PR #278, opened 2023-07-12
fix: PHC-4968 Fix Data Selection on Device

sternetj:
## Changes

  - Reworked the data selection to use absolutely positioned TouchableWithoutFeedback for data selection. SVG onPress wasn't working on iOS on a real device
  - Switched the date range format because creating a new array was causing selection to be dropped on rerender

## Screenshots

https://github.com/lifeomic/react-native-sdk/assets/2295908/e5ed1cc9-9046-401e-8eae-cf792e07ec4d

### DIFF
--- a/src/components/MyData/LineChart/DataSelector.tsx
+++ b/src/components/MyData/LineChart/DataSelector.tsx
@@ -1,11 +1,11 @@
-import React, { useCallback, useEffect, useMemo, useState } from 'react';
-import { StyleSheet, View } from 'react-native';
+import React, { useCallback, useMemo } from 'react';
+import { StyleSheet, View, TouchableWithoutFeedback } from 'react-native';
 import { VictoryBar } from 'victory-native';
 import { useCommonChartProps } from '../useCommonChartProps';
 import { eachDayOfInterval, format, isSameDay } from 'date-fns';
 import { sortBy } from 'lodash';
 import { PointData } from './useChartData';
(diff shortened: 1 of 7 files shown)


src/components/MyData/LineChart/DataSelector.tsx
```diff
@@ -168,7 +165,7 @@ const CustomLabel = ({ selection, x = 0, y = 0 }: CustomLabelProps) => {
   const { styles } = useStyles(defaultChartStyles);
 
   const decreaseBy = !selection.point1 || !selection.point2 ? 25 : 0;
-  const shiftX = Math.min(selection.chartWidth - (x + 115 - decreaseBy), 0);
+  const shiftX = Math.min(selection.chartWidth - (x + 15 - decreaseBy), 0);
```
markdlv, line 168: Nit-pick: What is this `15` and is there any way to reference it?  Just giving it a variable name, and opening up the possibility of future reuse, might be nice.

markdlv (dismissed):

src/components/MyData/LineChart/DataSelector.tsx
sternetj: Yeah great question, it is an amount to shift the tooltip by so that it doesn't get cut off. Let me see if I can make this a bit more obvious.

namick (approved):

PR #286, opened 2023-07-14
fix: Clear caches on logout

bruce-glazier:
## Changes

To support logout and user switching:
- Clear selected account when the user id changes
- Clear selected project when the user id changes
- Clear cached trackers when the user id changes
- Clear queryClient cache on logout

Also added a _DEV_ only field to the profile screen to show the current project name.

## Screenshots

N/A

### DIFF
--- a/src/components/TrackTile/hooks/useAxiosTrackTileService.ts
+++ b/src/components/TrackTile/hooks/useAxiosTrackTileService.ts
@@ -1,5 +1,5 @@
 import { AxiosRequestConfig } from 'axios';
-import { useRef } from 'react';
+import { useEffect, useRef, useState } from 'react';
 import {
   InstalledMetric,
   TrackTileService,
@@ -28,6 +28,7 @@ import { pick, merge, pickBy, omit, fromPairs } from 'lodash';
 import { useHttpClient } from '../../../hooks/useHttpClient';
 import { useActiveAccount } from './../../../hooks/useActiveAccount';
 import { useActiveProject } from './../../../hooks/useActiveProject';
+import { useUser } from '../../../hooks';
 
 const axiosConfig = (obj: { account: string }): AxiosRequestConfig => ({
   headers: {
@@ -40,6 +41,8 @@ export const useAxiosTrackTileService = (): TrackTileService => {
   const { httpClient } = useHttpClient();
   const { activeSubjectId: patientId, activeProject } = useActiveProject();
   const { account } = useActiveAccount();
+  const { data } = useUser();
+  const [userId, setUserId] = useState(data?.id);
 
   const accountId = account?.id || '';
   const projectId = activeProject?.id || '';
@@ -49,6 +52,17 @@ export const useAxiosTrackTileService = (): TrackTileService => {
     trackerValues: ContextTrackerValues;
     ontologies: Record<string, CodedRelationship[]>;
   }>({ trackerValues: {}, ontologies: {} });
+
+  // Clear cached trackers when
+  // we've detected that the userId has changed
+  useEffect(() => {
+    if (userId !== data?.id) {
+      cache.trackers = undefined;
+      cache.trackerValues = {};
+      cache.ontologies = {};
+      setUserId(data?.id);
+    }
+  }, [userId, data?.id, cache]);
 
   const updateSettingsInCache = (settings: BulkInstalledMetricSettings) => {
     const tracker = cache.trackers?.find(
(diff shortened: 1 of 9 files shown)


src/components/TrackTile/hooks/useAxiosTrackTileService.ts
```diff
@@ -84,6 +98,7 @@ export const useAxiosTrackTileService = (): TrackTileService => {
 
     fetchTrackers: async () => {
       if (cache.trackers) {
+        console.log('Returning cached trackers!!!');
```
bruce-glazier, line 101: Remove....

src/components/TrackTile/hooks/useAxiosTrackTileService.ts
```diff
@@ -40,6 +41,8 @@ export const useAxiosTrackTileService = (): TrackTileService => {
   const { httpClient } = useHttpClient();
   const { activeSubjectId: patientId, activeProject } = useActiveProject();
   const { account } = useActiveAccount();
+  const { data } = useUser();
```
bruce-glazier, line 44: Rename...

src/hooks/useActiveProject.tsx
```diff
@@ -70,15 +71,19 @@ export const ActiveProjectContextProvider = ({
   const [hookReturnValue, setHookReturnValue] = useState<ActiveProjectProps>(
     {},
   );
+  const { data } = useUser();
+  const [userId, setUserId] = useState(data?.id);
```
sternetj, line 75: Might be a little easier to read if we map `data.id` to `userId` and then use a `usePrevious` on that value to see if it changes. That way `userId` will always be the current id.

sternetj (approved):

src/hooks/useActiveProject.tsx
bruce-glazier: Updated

:: PROMPT ::
From the records above, copy only the lines starting with the line that holds "- Clear cached" and going on through the line that holds "[userId, data?.id, cache]);", exactly as written.

:: ANSWER BOX ::
- Clear cached trackers when the user id changes
- Clear queryClient cache on logout

Also added a _DEV_ only field to the profile screen to show the current project name.

## Screenshots

N/A

### DIFF
--- a/src/components/TrackTile/hooks/useAxiosTrackTileService.ts
+++ b/src/components/TrackTile/hooks/useAxiosTrackTileService.ts
@@ -1,5 +1,5 @@
 import { AxiosRequestConfig } from 'axios';
-import { useRef } from 'react';
+import { useEffect, useRef, useState } from 'react';
 import {
   InstalledMetric,
   TrackTileService,
@@ -28,6 +28,7 @@ import { pick, merge, pickBy, omit, fromPairs } from 'lodash';
 import { useHttpClient } from '../../../hooks/useHttpClient';
 import { useActiveAccount } from './../../../hooks/useActiveAccount';
 import { useActiveProject } from './../../../hooks/useActiveProject';
+import { useUser } from '../../../hooks';
 
 const axiosConfig = (obj: { account: string }): AxiosRequestConfig => ({
   headers: {
@@ -40,6 +41,8 @@ export const useAxiosTrackTileService = (): TrackTileService => {
   const { httpClient } = useHttpClient();
   const { activeSubjectId: patientId, activeProject } = useActiveProject();
   const { account } = useActiveAccount();
+  const { data } = useUser();
+  const [userId, setUserId] = useState(data?.id);
 
   const accountId = account?.id || '';
   const projectId = activeProject?.id || '';
@@ -49,6 +52,17 @@ export const useAxiosTrackTileService = (): TrackTileService => {
     trackerValues: ContextTrackerValues;
     ontologies: Record<string, CodedRelationship[]>;
   }>({ trackerValues: {}, ontologies: {} });
+
+  // Clear cached trackers when
+  // we've detected that the userId has changed
+  useEffect(() => {
+    if (userId !== data?.id) {
+      cache.trackers = undefined;
+      cache.trackerValues = {};
+      cache.ontologies = {};
+      setUserId(data?.id);
+    }
+  }, [userId, data?.id, cache]);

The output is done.